I saw this story at AP.com. A group of investors are planning to build three privately run cities, outside the jurisdiction of the Honduran government.

Investors can begin construction in six months on three privately run cities in Honduras that will have their own police, laws, government and tax systems now that the government has signed a memorandum of agreement approving the project.

The project’s aim is to strengthen Honduras’ weak government and failing infrastructure, overwhelmed by corruption, drug-related crime and lingering political instability after a 2009 coup.

The project “has the potential to turn Honduras into an engine of wealth,” said Carlos Pineda, president of the Commission for the Promotion of Public-Private Partnerships. It can be “a development instrument typical of first world countries.”

The “model cities” will have their own judiciary, laws, governments and police forces. They also will be empowered to sign international agreements on trade and investment and set their own immigration policy.

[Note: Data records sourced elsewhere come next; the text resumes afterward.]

PR #200, opened 2023-11-28
make canMessage method accessible on the Client class

kele-leanes:
This PR exposes the `canMessage` method as requested in this [comment](https://github.com/xmtp/xmtp-react-native/issues/109#issuecomment-1719252634)

### DIFF
--- a/Tests/XMTPTests/ClientTests.swift
+++ b/Tests/XMTPTests/ClientTests.swift
@@ -30,20 +30,20 @@ class ClientTests: XCTestCase {
 		XCTAssertFalse(cannotMessage)
 	}
 
-  func testStaticCanMessage() async throws {
-      try TestConfig.skip(because: "run manually against dev")
-    let opts = ClientOptions(api: ClientOptions.Api(env: .local, isSecure: false))
+    func testStaticCanMessage() async throws {
+        try TestConfig.skip(because: "run manually against local")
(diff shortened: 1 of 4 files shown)


Tests/XMTPTests/ClientTests.swift
```diff
@@ -30,6 +30,20 @@ class ClientTests: XCTestCase {
 		XCTAssertFalse(cannotMessage)
 	}
 
+  func testStaticCanMessage() async throws {
+      try TestConfig.skip(because: "run manually against dev")
+    let opts = ClientOptions(api: ClientOptions.Api(env: .local, isSecure: false))
```
nplasterer, line 35: It seems like this is running against local not dev?
```suggestion
      try TestConfig.skip(because: "run manually against local")
    let opts = ClientOptions(api: ClientOptions.Api(env: .local, isSecure: false))
```

kele-leanes: if you run the test locally you will get the following error:

`error: -[XMTPTests.ClientTests testStaticCanMessage] : failed: caught error: "creationError("setup error")"`

you should run it pointing to `dev` to pass the test

nplasterer:
@kele-leanes This is looking good you mind bumping the pod spec like I did here: https://github.com/xmtp/xmtp-ios/pull/193 So that you can pick up these changes in React Native 🙏

nakajima (approved):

Its an intriguing idea. If I understand this correctly, these cities will be like independent city-states, perhaps free trade zones. This might help to jump start the Honduran economy, though I am surprised that any national government would yield sovereignty, even over just three cities. There might be drawbacks, and this proposal has been controversial.

The project is opposed by civic groups as well as the indigenous Garifuna people, who say they don’t want their land near Puerto Castilla on the Caribbean coast to be used for the project. Living along Central America’s Caribbean coast, the Garifuna are descendants of the Amazon’s Arawak Indians, the Caribbean’s Caribes and escaped West African slaves.

“These territories are the Garifuna people’s and can’t be handed over to foreign capital in an action that is pure colonialism like that lived in Honduras during the time that our land became a banana enclave,” said Miriam Miranda, president of the Fraternal Black Organization of Honduras.

Oscar Cruz, a former constitutional prosecutor, filed a motion with the Supreme Court last year characterizing the project as unconstitutional and “a catastrophe for Honduras.”

“The cities involve the creation of a state within the state, a commercial entity with state powers outside the jurisdiction of the government,” Cruz said.

The Supreme Court has not taken up his complaint.

This is something worth watching and if it works out may become a model for other underdeveloped nations.